§ **GIVEN INFORMATION**
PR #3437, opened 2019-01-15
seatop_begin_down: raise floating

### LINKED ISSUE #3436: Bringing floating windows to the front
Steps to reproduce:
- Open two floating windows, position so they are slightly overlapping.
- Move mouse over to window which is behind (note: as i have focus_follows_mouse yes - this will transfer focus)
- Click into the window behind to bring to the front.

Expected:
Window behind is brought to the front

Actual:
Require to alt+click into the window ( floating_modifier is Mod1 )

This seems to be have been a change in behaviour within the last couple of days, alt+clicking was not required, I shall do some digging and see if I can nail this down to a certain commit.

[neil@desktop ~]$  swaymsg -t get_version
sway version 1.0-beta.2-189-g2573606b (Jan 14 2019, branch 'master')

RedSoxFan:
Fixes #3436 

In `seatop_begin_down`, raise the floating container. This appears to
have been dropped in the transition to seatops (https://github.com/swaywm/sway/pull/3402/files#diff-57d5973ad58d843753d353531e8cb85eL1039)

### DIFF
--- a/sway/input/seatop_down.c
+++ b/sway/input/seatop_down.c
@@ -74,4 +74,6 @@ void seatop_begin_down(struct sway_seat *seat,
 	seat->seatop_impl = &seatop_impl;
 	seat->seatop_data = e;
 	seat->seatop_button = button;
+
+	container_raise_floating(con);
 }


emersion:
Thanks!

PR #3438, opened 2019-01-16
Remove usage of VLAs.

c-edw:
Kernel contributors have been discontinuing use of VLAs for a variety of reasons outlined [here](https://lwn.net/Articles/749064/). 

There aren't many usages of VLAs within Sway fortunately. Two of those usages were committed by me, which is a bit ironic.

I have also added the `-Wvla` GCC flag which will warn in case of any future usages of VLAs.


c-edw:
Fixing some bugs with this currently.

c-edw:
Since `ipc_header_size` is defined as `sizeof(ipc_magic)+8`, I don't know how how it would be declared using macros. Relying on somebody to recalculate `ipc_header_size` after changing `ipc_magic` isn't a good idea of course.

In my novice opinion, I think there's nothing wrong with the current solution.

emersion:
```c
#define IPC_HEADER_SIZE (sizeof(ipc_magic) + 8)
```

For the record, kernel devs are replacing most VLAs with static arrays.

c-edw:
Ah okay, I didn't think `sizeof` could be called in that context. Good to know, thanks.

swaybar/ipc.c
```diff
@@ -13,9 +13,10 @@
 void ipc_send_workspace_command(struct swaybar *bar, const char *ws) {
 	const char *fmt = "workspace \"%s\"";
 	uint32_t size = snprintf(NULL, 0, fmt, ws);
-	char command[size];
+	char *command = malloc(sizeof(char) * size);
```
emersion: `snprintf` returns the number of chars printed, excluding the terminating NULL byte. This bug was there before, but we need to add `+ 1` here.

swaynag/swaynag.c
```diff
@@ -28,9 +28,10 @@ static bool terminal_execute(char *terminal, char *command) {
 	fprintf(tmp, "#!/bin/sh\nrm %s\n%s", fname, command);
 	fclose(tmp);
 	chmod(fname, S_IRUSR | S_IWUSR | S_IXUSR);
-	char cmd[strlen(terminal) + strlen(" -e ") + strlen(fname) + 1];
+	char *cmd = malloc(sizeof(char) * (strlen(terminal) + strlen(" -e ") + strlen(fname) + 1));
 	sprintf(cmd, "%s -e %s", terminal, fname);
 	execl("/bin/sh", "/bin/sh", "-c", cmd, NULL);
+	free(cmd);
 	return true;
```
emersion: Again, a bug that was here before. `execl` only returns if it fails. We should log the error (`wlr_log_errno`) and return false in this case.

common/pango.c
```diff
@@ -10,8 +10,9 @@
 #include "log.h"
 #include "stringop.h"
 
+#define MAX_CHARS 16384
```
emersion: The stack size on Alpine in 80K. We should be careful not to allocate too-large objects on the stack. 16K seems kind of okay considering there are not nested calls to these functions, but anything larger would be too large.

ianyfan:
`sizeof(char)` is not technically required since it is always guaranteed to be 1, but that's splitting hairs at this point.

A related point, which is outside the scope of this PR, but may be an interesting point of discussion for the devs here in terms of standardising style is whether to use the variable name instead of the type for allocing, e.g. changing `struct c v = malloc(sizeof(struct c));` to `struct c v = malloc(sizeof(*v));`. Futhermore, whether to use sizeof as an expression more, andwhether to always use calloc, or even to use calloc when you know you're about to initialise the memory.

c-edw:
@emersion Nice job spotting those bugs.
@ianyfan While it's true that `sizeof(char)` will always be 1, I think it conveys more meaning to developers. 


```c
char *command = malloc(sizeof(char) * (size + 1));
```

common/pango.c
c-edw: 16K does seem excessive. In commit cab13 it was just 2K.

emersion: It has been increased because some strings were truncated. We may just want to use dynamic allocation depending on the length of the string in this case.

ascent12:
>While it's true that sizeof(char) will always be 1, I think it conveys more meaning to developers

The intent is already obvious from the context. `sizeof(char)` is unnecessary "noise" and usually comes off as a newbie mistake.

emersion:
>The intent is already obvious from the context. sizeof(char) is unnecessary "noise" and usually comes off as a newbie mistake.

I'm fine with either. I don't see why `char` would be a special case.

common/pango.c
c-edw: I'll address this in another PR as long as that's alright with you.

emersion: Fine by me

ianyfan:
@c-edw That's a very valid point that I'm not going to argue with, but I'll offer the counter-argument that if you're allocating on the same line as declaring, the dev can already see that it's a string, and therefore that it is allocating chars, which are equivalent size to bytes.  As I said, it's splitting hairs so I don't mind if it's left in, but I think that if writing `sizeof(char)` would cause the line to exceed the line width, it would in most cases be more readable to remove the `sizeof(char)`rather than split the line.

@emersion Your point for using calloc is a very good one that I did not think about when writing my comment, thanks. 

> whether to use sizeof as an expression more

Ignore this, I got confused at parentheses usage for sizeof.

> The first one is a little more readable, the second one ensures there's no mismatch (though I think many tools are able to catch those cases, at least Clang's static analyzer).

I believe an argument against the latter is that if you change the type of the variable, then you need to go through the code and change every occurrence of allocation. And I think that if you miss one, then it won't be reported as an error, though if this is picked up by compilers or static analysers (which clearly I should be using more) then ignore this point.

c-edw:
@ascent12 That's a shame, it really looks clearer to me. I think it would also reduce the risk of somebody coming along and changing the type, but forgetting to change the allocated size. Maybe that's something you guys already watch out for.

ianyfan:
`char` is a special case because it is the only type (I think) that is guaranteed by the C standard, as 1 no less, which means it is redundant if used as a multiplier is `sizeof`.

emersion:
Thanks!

§ **WHAT YOU NEED TO DO**
The required answer is each line of the data in which the word "returns" appears.

§ **SOLUTION TO THE PROBLEM**
emersion: `snprintf` returns the number of chars printed, excluding the terminating NULL byte. This bug was there before, but we need to add `+ 1` here.
emersion: Again, a bug that was here before. `execl` only returns if it fails. We should log the error (`wlr_log_errno`) and return false in this case.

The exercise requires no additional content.